[Exercise] Pick out the lines below with "structural" and list them.

[Data records]
========================================================================

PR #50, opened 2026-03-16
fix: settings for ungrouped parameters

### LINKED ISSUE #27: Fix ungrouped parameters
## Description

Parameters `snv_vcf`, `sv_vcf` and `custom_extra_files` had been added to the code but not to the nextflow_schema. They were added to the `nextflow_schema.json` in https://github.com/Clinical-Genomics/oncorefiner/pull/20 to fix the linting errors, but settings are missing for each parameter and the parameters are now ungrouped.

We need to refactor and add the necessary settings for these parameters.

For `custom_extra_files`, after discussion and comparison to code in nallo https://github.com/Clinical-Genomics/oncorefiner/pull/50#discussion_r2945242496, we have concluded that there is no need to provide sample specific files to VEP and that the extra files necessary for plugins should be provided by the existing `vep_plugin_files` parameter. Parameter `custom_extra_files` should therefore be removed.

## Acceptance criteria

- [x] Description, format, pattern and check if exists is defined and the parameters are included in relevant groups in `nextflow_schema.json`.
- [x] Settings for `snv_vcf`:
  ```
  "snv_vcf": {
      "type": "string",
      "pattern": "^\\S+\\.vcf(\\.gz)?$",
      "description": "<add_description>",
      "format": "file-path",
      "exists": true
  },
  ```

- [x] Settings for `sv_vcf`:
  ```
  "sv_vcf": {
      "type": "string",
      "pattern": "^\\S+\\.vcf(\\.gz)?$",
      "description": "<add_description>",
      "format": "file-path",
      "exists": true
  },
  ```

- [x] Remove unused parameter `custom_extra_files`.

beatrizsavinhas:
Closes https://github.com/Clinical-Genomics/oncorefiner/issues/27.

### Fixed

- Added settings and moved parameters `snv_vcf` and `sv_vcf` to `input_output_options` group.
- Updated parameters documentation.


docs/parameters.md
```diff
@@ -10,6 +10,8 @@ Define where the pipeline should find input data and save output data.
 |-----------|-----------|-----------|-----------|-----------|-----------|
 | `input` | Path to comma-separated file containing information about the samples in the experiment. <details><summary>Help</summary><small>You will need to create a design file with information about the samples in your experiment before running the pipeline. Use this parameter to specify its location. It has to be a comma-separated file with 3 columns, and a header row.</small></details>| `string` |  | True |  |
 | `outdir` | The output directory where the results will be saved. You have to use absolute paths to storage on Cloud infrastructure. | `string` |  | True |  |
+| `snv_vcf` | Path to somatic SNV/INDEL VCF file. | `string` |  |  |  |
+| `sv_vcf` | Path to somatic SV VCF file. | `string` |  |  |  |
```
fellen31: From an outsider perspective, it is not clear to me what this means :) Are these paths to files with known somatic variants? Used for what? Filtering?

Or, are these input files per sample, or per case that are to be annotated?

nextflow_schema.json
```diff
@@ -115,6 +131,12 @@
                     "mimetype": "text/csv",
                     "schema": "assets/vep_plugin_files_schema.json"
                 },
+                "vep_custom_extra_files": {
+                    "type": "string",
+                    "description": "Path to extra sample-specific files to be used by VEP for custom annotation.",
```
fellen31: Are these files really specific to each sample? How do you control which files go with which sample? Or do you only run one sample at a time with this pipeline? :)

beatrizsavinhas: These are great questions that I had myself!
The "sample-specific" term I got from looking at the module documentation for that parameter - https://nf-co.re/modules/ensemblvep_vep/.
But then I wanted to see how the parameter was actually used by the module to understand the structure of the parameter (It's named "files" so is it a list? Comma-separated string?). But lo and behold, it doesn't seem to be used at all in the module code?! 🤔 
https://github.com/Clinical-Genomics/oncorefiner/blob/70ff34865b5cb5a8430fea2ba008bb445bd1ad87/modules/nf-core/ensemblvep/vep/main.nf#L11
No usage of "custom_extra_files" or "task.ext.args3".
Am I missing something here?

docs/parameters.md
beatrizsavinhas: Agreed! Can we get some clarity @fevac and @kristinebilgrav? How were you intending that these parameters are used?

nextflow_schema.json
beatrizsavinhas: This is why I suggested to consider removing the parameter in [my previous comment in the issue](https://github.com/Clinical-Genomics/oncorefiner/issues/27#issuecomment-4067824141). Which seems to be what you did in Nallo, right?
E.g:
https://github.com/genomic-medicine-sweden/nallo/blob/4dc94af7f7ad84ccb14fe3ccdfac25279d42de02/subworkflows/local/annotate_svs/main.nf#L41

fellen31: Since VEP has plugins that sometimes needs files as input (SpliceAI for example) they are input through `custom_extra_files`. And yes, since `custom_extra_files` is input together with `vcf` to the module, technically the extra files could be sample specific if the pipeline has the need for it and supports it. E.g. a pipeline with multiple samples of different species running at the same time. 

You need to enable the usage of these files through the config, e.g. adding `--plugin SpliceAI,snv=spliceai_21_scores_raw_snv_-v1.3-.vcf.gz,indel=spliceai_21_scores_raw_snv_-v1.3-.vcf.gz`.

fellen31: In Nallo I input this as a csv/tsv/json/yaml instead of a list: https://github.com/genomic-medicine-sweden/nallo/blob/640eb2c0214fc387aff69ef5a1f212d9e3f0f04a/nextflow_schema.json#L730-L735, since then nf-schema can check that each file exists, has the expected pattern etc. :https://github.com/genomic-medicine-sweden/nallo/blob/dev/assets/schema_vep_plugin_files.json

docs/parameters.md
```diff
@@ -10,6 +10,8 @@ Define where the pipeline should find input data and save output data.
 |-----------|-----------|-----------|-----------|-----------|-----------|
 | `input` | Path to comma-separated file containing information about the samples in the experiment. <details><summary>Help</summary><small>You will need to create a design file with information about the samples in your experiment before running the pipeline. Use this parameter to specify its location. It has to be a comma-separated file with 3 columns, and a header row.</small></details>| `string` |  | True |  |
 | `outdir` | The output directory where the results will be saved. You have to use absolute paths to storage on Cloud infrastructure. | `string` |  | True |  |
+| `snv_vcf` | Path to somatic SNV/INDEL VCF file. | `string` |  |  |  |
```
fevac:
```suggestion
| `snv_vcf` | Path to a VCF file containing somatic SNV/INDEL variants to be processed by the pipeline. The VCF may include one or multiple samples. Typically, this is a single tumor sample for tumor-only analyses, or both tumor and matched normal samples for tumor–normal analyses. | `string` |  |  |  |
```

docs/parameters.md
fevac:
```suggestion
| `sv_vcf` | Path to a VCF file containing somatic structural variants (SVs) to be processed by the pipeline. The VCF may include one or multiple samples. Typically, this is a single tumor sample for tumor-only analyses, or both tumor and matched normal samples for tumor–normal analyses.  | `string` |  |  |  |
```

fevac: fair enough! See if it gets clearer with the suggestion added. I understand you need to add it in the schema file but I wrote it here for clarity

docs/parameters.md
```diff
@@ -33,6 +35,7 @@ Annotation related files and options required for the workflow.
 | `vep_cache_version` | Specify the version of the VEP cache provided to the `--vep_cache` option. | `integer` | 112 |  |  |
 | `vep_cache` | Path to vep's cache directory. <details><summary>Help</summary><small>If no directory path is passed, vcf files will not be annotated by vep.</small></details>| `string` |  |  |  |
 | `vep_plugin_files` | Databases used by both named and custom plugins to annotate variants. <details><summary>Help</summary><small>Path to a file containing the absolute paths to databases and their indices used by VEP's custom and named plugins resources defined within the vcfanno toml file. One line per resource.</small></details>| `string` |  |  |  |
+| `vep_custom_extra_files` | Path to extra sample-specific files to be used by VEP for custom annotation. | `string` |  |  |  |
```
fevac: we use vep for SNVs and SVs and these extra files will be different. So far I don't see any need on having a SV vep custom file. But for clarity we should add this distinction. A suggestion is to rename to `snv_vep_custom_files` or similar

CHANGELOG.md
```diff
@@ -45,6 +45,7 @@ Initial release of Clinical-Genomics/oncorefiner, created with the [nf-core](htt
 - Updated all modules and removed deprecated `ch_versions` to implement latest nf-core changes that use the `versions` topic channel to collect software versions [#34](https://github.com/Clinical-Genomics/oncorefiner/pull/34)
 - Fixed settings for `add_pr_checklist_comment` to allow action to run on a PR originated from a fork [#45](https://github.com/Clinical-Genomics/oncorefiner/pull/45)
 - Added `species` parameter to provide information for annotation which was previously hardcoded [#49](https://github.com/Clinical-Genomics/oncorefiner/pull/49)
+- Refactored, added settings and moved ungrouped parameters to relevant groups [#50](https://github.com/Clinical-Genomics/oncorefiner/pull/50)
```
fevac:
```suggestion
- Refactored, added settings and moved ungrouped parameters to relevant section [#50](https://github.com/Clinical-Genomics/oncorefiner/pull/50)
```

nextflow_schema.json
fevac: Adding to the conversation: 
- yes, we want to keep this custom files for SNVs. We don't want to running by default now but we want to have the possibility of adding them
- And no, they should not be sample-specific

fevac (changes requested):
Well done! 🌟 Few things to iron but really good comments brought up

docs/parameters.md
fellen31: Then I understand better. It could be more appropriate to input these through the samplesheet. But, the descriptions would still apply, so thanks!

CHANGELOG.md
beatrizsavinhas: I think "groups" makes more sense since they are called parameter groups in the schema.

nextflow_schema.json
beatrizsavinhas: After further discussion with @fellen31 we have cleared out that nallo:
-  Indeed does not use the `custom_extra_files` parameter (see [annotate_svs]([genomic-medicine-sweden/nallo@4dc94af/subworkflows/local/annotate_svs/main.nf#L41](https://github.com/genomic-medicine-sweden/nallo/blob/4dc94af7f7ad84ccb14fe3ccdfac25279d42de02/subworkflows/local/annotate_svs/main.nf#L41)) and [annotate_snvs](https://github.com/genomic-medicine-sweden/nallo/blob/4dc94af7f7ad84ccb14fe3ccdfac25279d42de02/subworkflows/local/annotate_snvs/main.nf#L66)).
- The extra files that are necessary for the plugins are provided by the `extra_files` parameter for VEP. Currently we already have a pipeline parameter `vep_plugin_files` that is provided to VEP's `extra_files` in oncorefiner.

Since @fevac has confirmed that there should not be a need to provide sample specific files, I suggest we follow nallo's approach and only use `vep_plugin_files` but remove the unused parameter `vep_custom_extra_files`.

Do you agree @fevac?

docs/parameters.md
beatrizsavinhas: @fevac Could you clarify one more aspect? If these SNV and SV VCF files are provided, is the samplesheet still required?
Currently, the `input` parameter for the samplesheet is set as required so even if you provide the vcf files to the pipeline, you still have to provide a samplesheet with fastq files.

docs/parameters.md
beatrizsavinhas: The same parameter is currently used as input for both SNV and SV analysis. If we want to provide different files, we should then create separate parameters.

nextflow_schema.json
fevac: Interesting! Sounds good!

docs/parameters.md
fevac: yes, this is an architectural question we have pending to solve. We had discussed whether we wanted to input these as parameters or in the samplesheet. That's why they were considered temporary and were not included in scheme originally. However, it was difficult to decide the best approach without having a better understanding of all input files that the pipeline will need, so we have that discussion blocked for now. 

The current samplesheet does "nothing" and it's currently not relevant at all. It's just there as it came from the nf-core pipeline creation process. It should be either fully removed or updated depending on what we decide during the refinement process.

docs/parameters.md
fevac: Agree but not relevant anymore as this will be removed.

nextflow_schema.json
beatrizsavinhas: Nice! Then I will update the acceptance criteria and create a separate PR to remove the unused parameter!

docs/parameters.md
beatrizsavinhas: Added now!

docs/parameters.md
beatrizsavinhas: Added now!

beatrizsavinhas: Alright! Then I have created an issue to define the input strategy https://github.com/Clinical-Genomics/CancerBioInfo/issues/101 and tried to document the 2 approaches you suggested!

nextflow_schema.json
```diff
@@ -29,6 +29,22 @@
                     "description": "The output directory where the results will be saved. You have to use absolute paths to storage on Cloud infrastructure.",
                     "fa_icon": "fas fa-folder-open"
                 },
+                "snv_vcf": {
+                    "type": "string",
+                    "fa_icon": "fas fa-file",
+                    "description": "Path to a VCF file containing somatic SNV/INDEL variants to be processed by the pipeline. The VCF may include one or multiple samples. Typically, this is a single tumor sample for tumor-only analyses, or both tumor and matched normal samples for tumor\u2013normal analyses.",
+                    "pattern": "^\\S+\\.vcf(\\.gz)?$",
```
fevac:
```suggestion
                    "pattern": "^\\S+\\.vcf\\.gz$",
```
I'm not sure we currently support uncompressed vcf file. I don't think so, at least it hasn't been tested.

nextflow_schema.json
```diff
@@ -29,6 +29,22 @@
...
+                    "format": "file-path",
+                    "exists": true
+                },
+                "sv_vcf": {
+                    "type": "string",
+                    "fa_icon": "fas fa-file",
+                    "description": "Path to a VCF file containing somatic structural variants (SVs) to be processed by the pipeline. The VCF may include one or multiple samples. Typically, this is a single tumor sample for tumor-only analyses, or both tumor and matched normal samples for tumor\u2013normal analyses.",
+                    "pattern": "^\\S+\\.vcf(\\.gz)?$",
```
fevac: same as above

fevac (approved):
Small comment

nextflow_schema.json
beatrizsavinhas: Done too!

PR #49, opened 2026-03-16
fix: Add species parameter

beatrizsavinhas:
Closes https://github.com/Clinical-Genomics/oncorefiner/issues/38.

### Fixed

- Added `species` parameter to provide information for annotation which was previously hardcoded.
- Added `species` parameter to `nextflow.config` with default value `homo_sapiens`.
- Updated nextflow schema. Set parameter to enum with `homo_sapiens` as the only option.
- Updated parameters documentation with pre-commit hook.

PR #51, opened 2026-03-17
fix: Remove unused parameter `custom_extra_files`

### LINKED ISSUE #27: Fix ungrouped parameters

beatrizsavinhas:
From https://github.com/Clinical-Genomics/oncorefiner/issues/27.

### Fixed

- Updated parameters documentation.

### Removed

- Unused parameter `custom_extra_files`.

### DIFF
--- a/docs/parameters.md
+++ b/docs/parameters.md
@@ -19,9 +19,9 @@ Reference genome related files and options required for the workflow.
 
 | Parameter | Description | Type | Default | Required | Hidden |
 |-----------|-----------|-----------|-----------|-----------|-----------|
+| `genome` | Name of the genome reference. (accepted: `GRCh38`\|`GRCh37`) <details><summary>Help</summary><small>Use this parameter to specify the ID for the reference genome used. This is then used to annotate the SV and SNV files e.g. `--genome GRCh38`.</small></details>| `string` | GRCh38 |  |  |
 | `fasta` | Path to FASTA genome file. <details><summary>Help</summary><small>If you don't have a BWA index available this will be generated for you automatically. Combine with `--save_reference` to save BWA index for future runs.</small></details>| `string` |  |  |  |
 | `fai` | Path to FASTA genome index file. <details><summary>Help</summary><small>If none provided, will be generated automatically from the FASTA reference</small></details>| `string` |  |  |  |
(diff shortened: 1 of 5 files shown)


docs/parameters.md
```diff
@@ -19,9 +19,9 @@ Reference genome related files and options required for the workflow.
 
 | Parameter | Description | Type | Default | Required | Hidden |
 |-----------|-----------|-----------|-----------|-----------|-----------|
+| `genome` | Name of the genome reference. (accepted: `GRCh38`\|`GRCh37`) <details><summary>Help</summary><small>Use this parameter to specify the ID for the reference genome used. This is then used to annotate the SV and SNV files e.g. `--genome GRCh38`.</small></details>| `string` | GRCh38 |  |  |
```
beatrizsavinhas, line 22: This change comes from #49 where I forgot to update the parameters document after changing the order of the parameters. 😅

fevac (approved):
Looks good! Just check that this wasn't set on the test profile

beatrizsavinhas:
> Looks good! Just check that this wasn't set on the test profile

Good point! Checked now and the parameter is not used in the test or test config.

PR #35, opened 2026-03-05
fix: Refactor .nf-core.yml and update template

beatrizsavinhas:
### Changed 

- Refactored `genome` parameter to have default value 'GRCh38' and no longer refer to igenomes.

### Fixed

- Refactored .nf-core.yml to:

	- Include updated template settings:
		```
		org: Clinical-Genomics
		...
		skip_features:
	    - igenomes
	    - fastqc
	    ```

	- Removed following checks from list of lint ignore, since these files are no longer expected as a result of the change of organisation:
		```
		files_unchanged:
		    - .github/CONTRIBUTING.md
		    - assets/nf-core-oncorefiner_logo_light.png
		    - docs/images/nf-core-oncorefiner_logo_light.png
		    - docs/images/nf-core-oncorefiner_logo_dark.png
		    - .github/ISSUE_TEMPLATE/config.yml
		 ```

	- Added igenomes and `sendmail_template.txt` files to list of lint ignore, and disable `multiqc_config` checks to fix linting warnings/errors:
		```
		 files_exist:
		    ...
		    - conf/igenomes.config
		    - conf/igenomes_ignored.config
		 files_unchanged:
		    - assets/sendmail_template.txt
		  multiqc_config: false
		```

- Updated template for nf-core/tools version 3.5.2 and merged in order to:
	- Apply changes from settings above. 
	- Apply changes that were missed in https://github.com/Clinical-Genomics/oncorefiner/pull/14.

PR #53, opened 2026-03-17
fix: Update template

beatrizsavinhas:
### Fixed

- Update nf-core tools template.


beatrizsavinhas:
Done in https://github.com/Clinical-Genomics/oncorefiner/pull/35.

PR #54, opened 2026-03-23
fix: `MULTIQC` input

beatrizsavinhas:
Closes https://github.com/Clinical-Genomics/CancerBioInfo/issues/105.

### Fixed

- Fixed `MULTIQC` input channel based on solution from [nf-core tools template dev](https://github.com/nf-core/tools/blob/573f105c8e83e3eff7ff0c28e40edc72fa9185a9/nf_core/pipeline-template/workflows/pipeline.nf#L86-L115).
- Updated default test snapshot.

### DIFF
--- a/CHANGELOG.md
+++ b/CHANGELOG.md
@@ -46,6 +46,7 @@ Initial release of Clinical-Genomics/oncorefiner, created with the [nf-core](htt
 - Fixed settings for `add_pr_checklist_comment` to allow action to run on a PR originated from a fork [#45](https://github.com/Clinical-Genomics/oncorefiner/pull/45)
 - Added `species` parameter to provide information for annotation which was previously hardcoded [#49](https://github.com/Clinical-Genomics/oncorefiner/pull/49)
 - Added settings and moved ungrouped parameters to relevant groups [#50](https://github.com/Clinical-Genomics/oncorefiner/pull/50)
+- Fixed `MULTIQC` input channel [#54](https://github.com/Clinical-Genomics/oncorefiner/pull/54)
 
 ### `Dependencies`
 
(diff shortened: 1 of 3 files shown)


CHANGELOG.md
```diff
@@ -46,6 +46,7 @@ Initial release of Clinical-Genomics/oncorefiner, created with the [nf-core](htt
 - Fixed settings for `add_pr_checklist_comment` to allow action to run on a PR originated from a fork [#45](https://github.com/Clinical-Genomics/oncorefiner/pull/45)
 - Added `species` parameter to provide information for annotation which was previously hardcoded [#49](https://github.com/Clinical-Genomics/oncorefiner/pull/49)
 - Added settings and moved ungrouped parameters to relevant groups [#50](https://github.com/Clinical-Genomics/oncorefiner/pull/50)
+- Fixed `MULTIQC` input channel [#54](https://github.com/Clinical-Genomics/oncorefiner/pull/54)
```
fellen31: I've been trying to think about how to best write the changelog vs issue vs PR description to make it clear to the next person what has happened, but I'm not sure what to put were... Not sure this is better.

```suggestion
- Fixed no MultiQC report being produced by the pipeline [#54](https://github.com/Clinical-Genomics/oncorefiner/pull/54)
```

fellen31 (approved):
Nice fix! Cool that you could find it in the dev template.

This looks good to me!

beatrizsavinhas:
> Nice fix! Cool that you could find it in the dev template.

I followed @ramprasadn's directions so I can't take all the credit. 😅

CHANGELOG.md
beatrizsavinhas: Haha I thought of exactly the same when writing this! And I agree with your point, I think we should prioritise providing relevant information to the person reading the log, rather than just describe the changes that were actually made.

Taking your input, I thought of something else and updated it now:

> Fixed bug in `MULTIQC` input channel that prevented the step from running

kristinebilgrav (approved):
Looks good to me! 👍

========================================================================

[Answer for this exercise]
| `sv_vcf` | Path to a VCF file containing somatic structural variants (SVs) to be processed by the pipeline. The VCF may include one or multiple samples. Typically, this is a single tumor sample for tumor-only analyses, or both tumor and matched normal samples for tumor–normal analyses.  | `string` |  |  |  |
+                    "description": "Path to a VCF file containing somatic structural variants (SVs) to be processed by the pipeline. The VCF may include one or multiple samples. Typically, this is a single tumor sample for tumor-only analyses, or both tumor and matched normal samples for tumor\u2013normal analyses.",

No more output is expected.